BAHAN: Agarose, Antigem, Uji antiserum, Antiserum positif, Buffer Pengujian, Peralatan
Electrophoreis, Slide kaca.

PROSEDUR: Siapkan 10 ml agarose 1,0% (0,1 g / 10 ml) dalam 1X Assay Buffer dengan
pemanasan perlahan sampai agarosa larut sepenuhnya. Berhati-hatilah agar tidak membuahkan
solusi.
2. Tandai ujung slide kaca sebagai + ve dan -ve, sehingga ketika kaca slide diletakkan di dalam
alat elektroforesis, tanda + ve menghadap ke arah anoda dan tanda negatif menghadap ke arah
katoda.
3. Tempatkan pelat kaca atau geser pada permukaan horizontal. Pipet dan oleskan 5 ml agarosa
pada kaca objek. Biarkan mengeras selama 15 menit. Berhati-hatilah agar slide tidak terganggu
dan biarkan gel mengeras. 4. Potong lubang sesuai template menggunakan pelubang gel. Jarak
antara kedua sumur tidak boleh lebih dari 0,5 cm. 5. Letakkan kaca objek di tangki elektroforesis
dan isi tangki dengan buffer elektroforesis 1X hingga buffer menutupi permukaan gel. Jangan
menambahkan buffer yang berlebihan. 6. Tambahkan 10μl antigen di masing-masing dua sumur
menuju katoda (elektroda negatif) dan 10μl antiserum kontrol positif dan uji antiserum di dalam
sumur menuju anoda (elektroda positif) seperti yang ditunjukkan.

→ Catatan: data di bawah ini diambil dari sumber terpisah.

Issue #1016, opened 2024-08-25
bug: Add back a `refresh db` button


hkirat:
it was present in the old design 
<img width="618" alt="Screenshot 2024-08-25 at 1 09 43 PM" src="https://github.com/user-attachments/assets/5ca07329-3a86-4d19-96a6-8fb0f944fbdf">

hkirat:
Put it right above the logout button

rameshguditalu:
@hkirat What does refresh db button should do onclicking of the button?

toufiqfarhan0:
@hkirat @siinghd can you please review it ?

rameshguditalu:
@hkirat @siinghd Kindly review this PR - https://github.com/code100x/cms/pull/1019

hkirat:
Closing since the diff is so big, please dont merge lock files
Merged https://github.com/code100x/cms/pull/1019 instead

PR #1019, opened 2024-08-25
Added RefreshDB button

rameshguditalu:
Added Refresh Button 
- Fixes issue #1016


nimit9:
The ReefreshDB component has extra things which might not be needed

PR #1078, opened 2024-08-29
chore: only allow `pnpm` as the package manager for the project

devsargam:
### PR Fixes:
- Only allow pnpm as the package manager in the project
- Remove other unwanted lock files: `package-lock.json` & `yarn.lock` 

#### When using npm

There's a bug in npm cli which runs preinstall hook after the installation so we don't get a good error message like when using yarn but gets the job done

ref: https://github.com/npm/cli/issues/2660#issuecomment-794363899

cc @hkirat @siinghd 


siinghd:
@devsargam thank yo usir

7. Hubungkan kabel daya ke catu daya elektroforetik sesuai dengan ketentuan: merah: anoda dan
hitam: katoda. 8. Terapkan 50 V dan biarkan elektroforesis berlanjut selama sekitar 45 menit. 9.
Perhatikan garis endapan antara sumur antigen dan antisera.

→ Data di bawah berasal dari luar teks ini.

PR #1119, opened 2024-09-02
fix(#1115)/authenticated users access for routes

### LINKED ISSUE #1115: bug: Unauthenticated users can access the /questions page
**Describe the bug**
When a user is not logged in, they are still able to access the /questions page. This is not the expected behavior.

**To Reproduce**
1. logout youself if you are logged in at https://app.100xdevs.com
2. go to the page /questions

**Expected behavior**
When a user is not logged in and attempts to access the /questions page, they should be redirected to the sign-in page at https://app.100xdevs.com/signin.

 - Browser firefox
 - Version 129.0.2 (64-bit)

toufiqfarhan0:
### PR Fixes:
- Authenticated user access for these( "/question", "/questions", "/watch-history" ) routes .

Resolves #1115 

https://github.com/user-attachments/assets/3cbe5a36-1b44-4562-a52b-7e165292c23c


toufiqfarhan0:
@hkirat @siinghd  we have two different routes "/question" and "/questions". We can just authenticate the "/question" routes and not "/questions" this and use it on the main page like this: 

what do you think? 

https://github.com/user-attachments/assets/4b36f441-aed1-47a5-8d5b-6dc370e813d8

maheshsp1809:
good one @toufiqfarhan0 I too solved the issue but you solved for all other routes too// one question I had is did u also get tsconfig eslint something when u switched to pnpm ?

KIWILmao:
To create a question, you need to be logged in. Therefore, it’s better not to display the 'Question' button on the landing page for users who are not logged in. Hiding the create question button on /questions route in this case would be more appropriate.

toufiqfarhan0:
> good one @toufiqfarhan0 I too solved the issue but you solved for all other routes too// one question I had is did u also get tsconfig eslint something when u switched to pnpm ?

yesss I don't why that also commiting but not showing what is that change in it.

toufiqfarhan0:
> To create a question, you need to be logged in. Therefore, it’s better not to display the 'Question' button on the landing page for users who are not logged in. Hiding the create question button on /questions route in this case would be more appropriate.

Yeah you're right what if some random guy who don't know what is (https://app.100xdevs.com/) like he/she wants to know and ask questions like how to buy course ?

KIWILmao:
It might be worth considering creating a separate component for the scenario you have mentioned, like an 'FAQ' section or something similar. Also, I've noticed there are two bookmark routes as well.

toufiqfarhan0:
> It might be worth considering creating a separate component for the scenario you have mentioned, like an 'FAQ' section or something similar. Also, I've noticed there are two bookmark routes as well.

yeahh but we can access it without loggin in

KIWILmao:
for me it's keep loading and says 504 Gateway Time-out

KIWILmao:
@toufiqfarhan0 i checked your solution you should have just added routes in ```middleware.ts/matcher``` Is there a specific reason you chose to check the session on every page instead?

toufiqfarhan0:
> @toufiqfarhan0 i checked your solution you should have just added routes in `middleware.ts/matcher` Is there a specific reason you chose to check the session on every page instead?

I too got confused in that but @hkirat he help with that!

Unfortunately in Next.js, middleware.ts is used to execute server-side logic before requests reach your application's routes. It allows you to modify the request or response, redirect, or even block the request altogether. However, middleware.ts does not run on the client side and so, cannot directly use React components like <Redirect />(clientside)

KIWILmao:
> > @toufiqfarhan0 i checked your solution you should have just added routes in `middleware.ts/matcher` Is there a specific reason you chose to check the session on every page instead?
> 
> I too got confused in that but @hkirat he help with that!
> 
> Unfortunately in Next.js, middleware.ts is used to execute server-side logic before requests reach your application's routes. It allows you to modify the request or response, redirect, or even block the request altogether. However, middleware.ts does not run on the client side and so, cannot directly use React components like (clientside)



I just added a bunch of paths in matcher, and it seems to be working.
```
export const config = {
  matcher: [
    '/courses/:path*',
    '/question/:path*',
    '/questions/:path*',
    '/bookmark',
    '/bookmarks',
    '/watch-history',
  ],
};
```

toufiqfarhan0:
> > > @toufiqfarhan0 i checked your solution you should have just added routes in `middleware.ts/matcher` Is there a specific reason you chose to check the session on every page instead?
> > 
> > 
> > I too got confused in that but @hkirat he help with that!
> > Unfortunately in Next.js, middleware.ts is used to execute server-side logic before requests reach your application's routes. It allows you to modify the request or response, redirect, or even block the request altogether. However, middleware.ts does not run on the client side and so, cannot directly use React components like (clientside)
> 
> I just added a bunch of paths in matcher, and it seems to be working.
> 
> ```
> export const config = {
>   matcher: [
>     '/courses/:path*',
>     '/question/:path*',
>     '/questions/:path*',
>     '/bookmark',
>     '/bookmarks',
>     '/watch-history',
>   ],
> };
> ```

Yeaah! Raise a PR 🤝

INTERPRETASI: a) Garis presipitin menunjukkan adanya antibodi untuk antigen dalam serum
uji. b) Tidak adanya garis presipitin menunjukkan tidak adanya antibodi untuk antigen dalam
serum uji. HASIL: Adanya garis presipitin antara antigen dan antibodi menunjukkan
spesifisitasnya sedangkan tidak adanya garis presipitin menunjukkan tidak adanya spesifisitas.